都会の住宅街のかたわらにも高くそびえる木が静かに立っている。物言わぬ大木が切られようとするとき大きな抵抗を感じる人々がいる。2024年7月の都知事選では、明治神宮外苑再開発のための樹木の伐採が大きな争点となったことは記憶に新しい。
一方、都会の樹木による問題が起きることも多い。2024年4月23日に、京都の有名な観光スポット産寧坂で、花の盛りにはフォトジェニックな風景を提供していた桜が突然倒れ、負傷者を出した。また、落ち葉などがトラブルの原因となる話もよく耳にする。
神社の木は神聖なものとしてずっと守られているので、大木となっている場合が多い。そこで杉並区の住宅街で鎮守の森を守っている神職の方々に、3ヶ所の神社で取材し、都会で小さな森を守るということの大切さと現代的な課題についてうかがった。
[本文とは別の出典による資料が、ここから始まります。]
PR #165, opened 2018-04-25
Datapath context

jsitnicki:
These changes introduce a new context that can be used to pre-setup logical datapaths before the test run. It will create a given amount of logical routers, logical switches, and optionally connect the switches to the routers.

First we extract the code needed to create the routers, the switches, and connect them into a mixin, so that it can be shared between the scenarios and the contexts. Then the new context is added, with a minimal amount of code thanks to the extracted mixin.

We also add tests to cover the newly added context as well as the code moved around.

### DIFF
--- a/rally_ovs/plugins/ovs/context/datapath.py
+++ b/rally_ovs/plugins/ovs/context/datapath.py
@@ -1,0 +1,70 @@
+# Copyright 2018 Red Hat, Inc.
+#
+# Licensed under the Apache License, Version 2.0 (the "License"); you may
+# not use this file except in compliance with the License. You may obtain
+# a copy of the License at
+#
+#   http://www.apache.org/licenses/LICENSE-2.0
+#
+# Unless required by applicable law or agreed to in writing, software
+# distributed under the License is distributed on an "AS IS" BASIS, WITHOUT
+# WARRANTIES OR CONDITIONS OF ANY KIND, either express or implied. See the
+# License for the specific language governing permissions and limitations
+# under the License.
+
+# TODO(jkbs):
+# - Use constants for order
+# - Require ovn_multihost context when common validators are available
+
+from rally import consts
+from rally.common import logging
+from rally.task import context
+
+from rally_ovs.plugins.ovs import ovnclients
+
+
+LOG = logging.getLogger(__name__)
+
+
+@context.configure(name="datapath", order=115)
+class Datapath(ovnclients.OvnClientMixin, context.Context):
+    """Create datapath resources.
+
+    This context creates logical routers.
+    """
+
+    CONFIG_SCHEMA = {
+        "type": "object",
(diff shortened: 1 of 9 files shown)


hzhou8:
@jsitnicki Thanks for the PR. The Datapath context looks beautiful and also thanks for the great test coverage! I haven't gone through all the details yet, but I have a major comment here about the use of mixins. It seems the purpose of the mixin is to reuse the functions that were in scenarios only. I would suggest to abstract those functions to a class in a new module e.g. class OvnClient in ovn_client.py, and this client can be used by both scenarios and contexts as a property rather than mixin. Functionally, it might be the same, but I feel this make the structure more clear. What do you think?

jsitnicki:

そしてその課題への向き合い方を探った。

身近な樹木への関心調査

今回の取材をするにあたって、都市に住む人は、身の周りの樹木を実際どのくらい意識しているのだろうか、と疑問に思った。旅先で見る名木や高原の白樺林ならともかく、身の周りの樹木はあまり意識しないのではないだろうか。そこで主に東京杉並区の住宅街に住む53名を対象にアンケートをとってみた。
「自宅の近く(徒歩10分以内程度)に気に入っていたり、いいなと思ったりする大きな木や林がありますか」という問いかけには、約80パーセントの人が「ある」と答えた。都会でも徒歩10分という近さで好きな大木や林がある人が多いことがわかった。意外と身の周りの樹木を意識する人が多いのかもしれない、と感じた。
さらに、「その木がどこにあるか」と尋ねた結果は図1のとおりである。

これにより、神社の樹木は公園と同等程度に身近な存在として親しまれていることがわかった。
しかし、公園と神社は性質が根本的に異なるものだ。経営面からみると公園は公共のものでその財源は税金であるが、神社は民間のもので個々の神社の収入で賄われている。鎮守の森は民間所有の森である。その中でも小さな神社は法人ではあるものの、実際は1世帯の家族だけで運営しているところも多い。

心が和む鎮守の森

杉並区の馬橋稲荷神社は、龍の彫刻の施された二の鳥居を持つ。辰年の今年は雑誌「クロワッサン」に見開きで紹介され、テレビ番組にも取り上げられた人気のパワースポットだ。
住宅に囲まれた静かなところにあり、以前は知る人ぞ知る神社だったが、十数年前から全国から人が訪れる人気スポットとなった。
入り口によっては外から中が全く見えないため、入って初めて高い木々が目に入った。その上、参道にたたずむとせせらぎの音が聞こえてくるのだ。鳥居から社殿へと向かう参道には両脇に高木が並んでいるが、その下に小さな小川が流れていた。どうしてこんな流れがあるのだろうか。近くの説明板には、かつてこの地を流れていた川に思いを馳せて作ったということが書かれていた。禰宜の本橋宣彦さんにお話をうかがった。
神社は水源や川沿いに立てられていることが多いが、馬橋稲荷神社も杉並区内に水源をもつ桃園川という小さな川のほとりに建てられている。かつて田畑を潤していた桃園川は、関東大震災以降の宅地化と下水道の未整備のためにやがて「どぶ川」と呼ばれるようになった。そして「くさいものにふた」をするように暗渠にされて見えなくなった、という。本橋さんがこのせせらぎを作ったのは、失われた桃園川の流れを感じてほしいと思ったためだ。

馬橋稲荷神社。参道脇の両側に小川が流れている

この思いを抱きながら過ごしていた時、たまたま参道の工事で石がたくさん出たことや防水用の深井戸を掘ったことでせせらぎが実現したそうだ。驚
いたことに、この流れは神職の人たちが自分たちで穴を掘り、コンクリートを使って作り上げたものだという。3、4か月かかってやっと出来上がり、水を通した日は折しも12月31日だった。神社が1年で最も忙しくなる時だ。失敗した時のことを考えさすがに「本当に今日水を流していいのか」と心配したそうだ。無事、1月1日にはせせらぎの水音のある初詣となったわけである。
「水の音がしていい」という声を多く聞くそうだ。風が吹き、木の香りがして水音がするだけで心が和むのだと本橋さんは言う。カワニナなどの生きものも放していて命をはぐくむ流れにしたいそうだ。その思いは境内に書かれていた「桃園川は馬橋の郷にとって幾代にわたり、大切な命の川でありました」という言葉に現れていた。
鎮守の森は幾代かの土地の履歴を物語る場所でもある。そのことが感じられるように作られた流れだったのだ。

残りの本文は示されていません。